Chapter 151A: Section 29D. Worksharing program; application and approval of worksharing plan; benefits

[ Text of section as amended by 2014, 144, Sec. 66 effective March 24, 2015. See 2014, 144, Sec. 81. For text effective until March 24, 2015, see above.]

  Section 29D. (a) As used in this section the following words shall, unless the context clearly requires otherwise, have the following meanings:--

  "Affected unit'', a specified plant, department, shift or other definable unit that includes 2 or more workers to which an approved worksharing plan applies.

  "Director'', the director of the department or the director's authorized representative.

  "Health and retirement benefits'', health benefits, and retirement benefits provided by an employer under a defined benefit pension plan as defined in 26 U.S.C. section 414(j), or contributions under a defined contribution plan as defined in section 26 U.S.C. 414(i), which are incidents of employment in addition to the cash remuneration earned.

  "Unemployment compensation'', the unemployment benefits payable under this chapter other than worksharing benefits, including any amounts payable pursuant to an agreement under any Federal law providing for compensation, assistance or allowances with respect to unemployment.

  "Usual weekly hours of work'', the usual hours of work for full-time or regular part-time employees in the affected unit when that unit is operating on its regular basis, not to exceed 40 hours and not including hours of overtime work.

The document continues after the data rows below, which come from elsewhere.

PR #2203, opened 2026-09-04
fix(ledger): bound metadata JSON nesting depth

chrisguiney:
Addresses the metadata-parsing half of #2098. Exact reward arithmetic is covered by #2201.

Metadata JSON parsing recursed once per nesting level with no bound, and the depth it accepted was not tied to what this repository's CBOR decoder accepts.

- Reject over-deep metadata JSON on entering a container, before descending, in both the object and array readers.
- Bound the parser by `cbor.MaxNestedLevels`, now exported so the JSON and CBOR limits cannot drift apart. The mandatory top-level object counts toward the bound, so the deepest document the parser accepts is exactly the deepest one `cbor.Decode` accepts.
- Pin that boundary by encoding every accepted document and decoding it back through both `cbor.Decode` and `DecodeMetadatumRaw`, over both container readers, alongside the first rejected depth and a far-over-limit payload.


chrisguiney:
**cubic P3 (`metadata_json.go:78`, duplicated nesting literal): valid, fixed in 91a8d03.**

Confirmed against the checkout: `cbor` held one literal (`cborMaxNestedLevels`, `cbor/decode.go:43`) used from both `decode.go` and `value.go`, so the only genuine duplication was the new `256` in `ledger/common`. A doc comment asserted the two matched with nothing enforcing it.

- Exported it as `cbor.MaxNestedLevels`, moving the fxamacker-default rationale onto the constant now that it is shared.
- `MetadataJSONMaxNestingDepth = cbor.MaxNestedLevels`, so the documented match is a compile-time fact rather than a comment.

No other repeated nesting bound exists in the tree (`grep` for `cborMaxNestedLevels`/`MaxNestedLevels` now resolves to the one constant).

Re-ran after the change: `go test -race -count=1 ./...` (39 packages), `golangci-lint run ./...` 0 issues, `nilaway ./ledger/common/ ./cbor/` clean, `gofmt -s` and the 80-column limit clean.

Note for the record: CodeRabbit has not reviewed this PR. Its check reports success, but the comment body is a "Review limit reached" rate-limit notice.

chrisguiney:
@coderabbitai full review

ledger/common/metadata_json.go
```diff
@@ -66,6 +66,28 @@ func NewShelleyAuxiliaryData(
...
+// The bound is the CBOR decoder's limit: metadata that cannot round trip
+// through CBOR is not usable as transaction metadata anyway. It is enforced
+// before descending because the readers below recurse once per level, and
+// exhausting the goroutine stack is a fatal error that recover cannot catch.
+const MetadataJSONMaxNestingDepth = cbor.MaxNestedLevels
+
+// checkMetadataJSONNestingDepth reports whether a container opened at depth
+// may be descended into.
+func checkMetadataJSONNestingDepth(depth int) error {
+	if depth >= MetadataJSONMaxNestingDepth {
```
wolf31o2: The two limits do not agree at the boundary. This is `depth >= MaxNestedLevels` with the top-level object at depth 0, so 256 containers may be open. `cbor.Value.unmarshalCBOR` is `depth > MaxNestedLevels` from a depth-0 top level, so it allows 257. A document with exactly 257 nested containers therefore round trips through `cbor.Value` but is rejected here -- which makes the stated rationale ("metadata that cannot round trip through CBOR is not usable") off by one.

Harmless in effect, since the stricter side is the JSON parser. But either match the CBOR convention or say in the doc comment why the JSON side is one container tighter.

While here: 256 has no counterpart in cardano-ledger -- it is gouroboros's own decoder setting. Worth a word in the doc comment so a later reader does not take `MetadataJSONMaxNestingDepth` for a protocol constant.

wolf31o2 (commented):
Nothing blocking. This bounds a cardano-cli JSON parser, not the block decode path, so a too-strict limit cannot reject a chain transaction -- the usual "a stricter bound rejects valid transactions" concern does not apply here. The fix checks before descending, which is the only thing that works against a stack overflow `recover` cannot catch, and the tests cover last-accepted, first-rejected, far-beyond and both schemas.

One off-by-one against the limit the change cites as its justification, inline. Branch is on `fab2538`, four commits behind `main`.

ledger/common/metadata_json.go
```diff
@@ -66,6 +66,27 @@ func NewShelleyAuxiliaryData(
...
+// container at that depth is allowed; deeper containers are rejected only
+// after they exceed the same bound used by CBOR. This is enforced before
+// descending because the readers below recurse once per level, and exhausting
+// the goroutine stack is a fatal error that recover cannot catch.
+const MetadataJSONMaxNestingDepth = cbor.MaxNestedLevels
+
+// checkMetadataJSONNestingDepth reports whether a container opened at depth
+// may be descended into.
+func checkMetadataJSONNestingDepth(depth int) error {
+	if depth > MetadataJSONMaxNestingDepth {
```
wolf31o2, line 81: `depth > MetadataJSONMaxNestingDepth` accepts 257 containers (top-level object at depth 0 plus 256 nested), one more than a decoder configured with `MaxNestedLevels: 256` accepts. The doc comment's parity claim does not hold in effect.

Measured on this head: `{"1":` + 256 `[` + 256 `]` + `}` parses successfully, and the encoded result does not decode -- `cbor.Decode` into `ShelleyAuxiliaryData` returns `cbor: exceeded max nested level 256`, and `DecodeMetadatumRaw` returns `failed to decode CBOR map in metadatum`. At 255 arrays both succeed.

`cbor.Value.unmarshalCBOR` also permits 257 levels, but it hands fxamacker one item at a time, so the full nesting never reaches the `MaxNestedLevels` gate. Matching its `>` convention therefore does not match `getDecMode`. `>=`, as in 91a8d03, is the boundary that makes the accepted maximum decodable.

ledger/common/metadata_json_nesting_test.go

  "Worksharing benefits'', the unemployment benefits payable to employees in an affected unit under an approved worksharing plan, as distinguished from the unemployment benefits otherwise payable under the unemployment compensation provisions of this chapter.

  "Worksharing plan'', a plan submitted by an employer, for approval by the director, under which the employer requests the payment of worksharing benefits to workers in an affected unit of the employer to avert layoffs.

  (b) An employer wishing to participate in a worksharing program shall submit a signed written worksharing plan and application form to the director for approval; provided, however, that an employer having an account reserve percentage that is negative as of the most recent computation date shall not be eligible to participate. The director shall develop an application form to request approval of a worksharing plan and an approval process. Any application, whether for initial approval, approval following 1 or more disapprovals, for modification or for participation in another worksharing plan after the expiration or termination of an approved plan, shall include: (1) The affected unit or units covered by the plan, including the number of full-time or part-time workers in such unit, the percentage of workers in the affected unit covered by the plan, identification of each individual employee in the affected unit by name, social security number and the employer's unemployment tax account number and any other information required by the director to identify plan participants.

  (2) A description of how workers in the affected unit will be notified of the employer's participation in the worksharing program if such application is approved, including how the employer will notify those workers in a collective bargaining unit, as well as any workers in the affected unit who are not in a collective bargaining unit. If the employer will not provide advance notice to workers in the affected unit, the employer shall explain in a statement in the application why it is not feasible to provide such notice.

  (3) A requirement that the employer identify the usual weekly hours of work for employees in the affected unit and the specific percentage by which their hours will be reduced during all weeks covered by the plan. An application shall specify the percentage of reduction for which a worksharing application may be approved which shall be not less than 10 per cent and not more than 60 per cent. If the plan includes any week for which the employer regularly provides no work due to a holiday or other plant closing, then such week shall be identified in the application.

  (4) Certification by the employer that, if the employer provides health and retirement benefits to any employee whose usual weekly hours of work are reduced under the program, such benefits will continue to be provided to employees participating in the worksharing program under the same terms and conditions as though the usual weekly hours of work of such employee had not been reduced or to the same extent as other employees not participating in the worksharing program.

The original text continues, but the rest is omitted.